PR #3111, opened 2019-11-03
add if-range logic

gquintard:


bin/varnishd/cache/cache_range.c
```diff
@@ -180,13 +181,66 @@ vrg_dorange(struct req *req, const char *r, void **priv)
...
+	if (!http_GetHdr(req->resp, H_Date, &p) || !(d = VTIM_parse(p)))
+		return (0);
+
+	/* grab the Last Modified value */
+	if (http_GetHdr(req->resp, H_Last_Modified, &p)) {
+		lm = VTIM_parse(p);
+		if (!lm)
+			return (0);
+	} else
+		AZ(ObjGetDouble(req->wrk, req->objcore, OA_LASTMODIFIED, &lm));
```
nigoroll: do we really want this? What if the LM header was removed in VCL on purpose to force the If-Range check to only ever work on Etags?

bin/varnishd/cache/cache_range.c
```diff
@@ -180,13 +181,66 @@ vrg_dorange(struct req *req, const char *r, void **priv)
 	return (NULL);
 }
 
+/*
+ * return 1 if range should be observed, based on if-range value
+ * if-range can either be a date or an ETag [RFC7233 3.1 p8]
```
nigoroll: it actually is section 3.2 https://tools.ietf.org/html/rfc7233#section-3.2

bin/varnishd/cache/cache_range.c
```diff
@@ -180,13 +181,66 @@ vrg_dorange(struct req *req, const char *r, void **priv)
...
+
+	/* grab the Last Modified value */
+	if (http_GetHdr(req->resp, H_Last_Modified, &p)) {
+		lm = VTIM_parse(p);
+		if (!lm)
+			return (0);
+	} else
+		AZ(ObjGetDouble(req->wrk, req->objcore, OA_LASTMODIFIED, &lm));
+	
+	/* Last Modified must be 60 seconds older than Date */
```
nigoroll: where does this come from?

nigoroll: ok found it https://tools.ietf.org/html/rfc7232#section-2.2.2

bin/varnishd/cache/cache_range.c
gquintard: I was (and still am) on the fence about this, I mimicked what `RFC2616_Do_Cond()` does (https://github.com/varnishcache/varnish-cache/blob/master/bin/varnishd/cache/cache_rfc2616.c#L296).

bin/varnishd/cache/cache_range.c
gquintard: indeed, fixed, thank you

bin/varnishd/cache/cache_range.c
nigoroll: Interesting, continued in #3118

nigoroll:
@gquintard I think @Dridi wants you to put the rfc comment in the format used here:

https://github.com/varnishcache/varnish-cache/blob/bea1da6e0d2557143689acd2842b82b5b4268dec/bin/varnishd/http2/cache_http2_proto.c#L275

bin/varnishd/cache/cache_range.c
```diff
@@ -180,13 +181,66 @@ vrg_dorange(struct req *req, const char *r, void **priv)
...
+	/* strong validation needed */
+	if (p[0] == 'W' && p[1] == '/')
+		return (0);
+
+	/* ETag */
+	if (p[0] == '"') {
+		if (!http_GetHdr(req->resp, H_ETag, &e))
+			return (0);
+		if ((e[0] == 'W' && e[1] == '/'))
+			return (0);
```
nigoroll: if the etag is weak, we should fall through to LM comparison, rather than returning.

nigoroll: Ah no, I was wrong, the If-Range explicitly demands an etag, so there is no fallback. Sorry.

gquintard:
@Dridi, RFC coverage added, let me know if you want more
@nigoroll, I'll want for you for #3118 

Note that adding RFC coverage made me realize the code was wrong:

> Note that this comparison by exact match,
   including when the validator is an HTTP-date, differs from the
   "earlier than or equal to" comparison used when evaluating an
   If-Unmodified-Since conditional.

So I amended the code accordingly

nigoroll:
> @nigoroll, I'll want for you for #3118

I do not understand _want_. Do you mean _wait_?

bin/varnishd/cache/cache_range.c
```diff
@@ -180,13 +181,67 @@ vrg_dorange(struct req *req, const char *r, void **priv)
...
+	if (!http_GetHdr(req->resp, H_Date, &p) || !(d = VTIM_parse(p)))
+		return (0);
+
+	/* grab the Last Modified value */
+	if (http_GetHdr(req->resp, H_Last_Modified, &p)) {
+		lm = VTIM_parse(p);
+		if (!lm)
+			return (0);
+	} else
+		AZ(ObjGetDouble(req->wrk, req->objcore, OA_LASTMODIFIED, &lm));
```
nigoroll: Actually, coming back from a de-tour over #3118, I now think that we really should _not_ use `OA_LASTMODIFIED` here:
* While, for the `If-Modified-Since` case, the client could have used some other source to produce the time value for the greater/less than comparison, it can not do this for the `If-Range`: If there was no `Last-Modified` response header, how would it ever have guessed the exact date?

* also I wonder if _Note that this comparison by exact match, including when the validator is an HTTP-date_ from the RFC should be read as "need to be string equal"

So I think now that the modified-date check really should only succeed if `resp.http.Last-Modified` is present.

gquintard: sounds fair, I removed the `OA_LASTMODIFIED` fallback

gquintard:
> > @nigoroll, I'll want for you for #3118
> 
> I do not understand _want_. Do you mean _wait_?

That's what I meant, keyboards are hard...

+ + +

WORK INSTRUCTION - Each line of the records above that contains the word "section" should be counted; give the resulting number without further words.

RESPONSE TO THE TASK - 2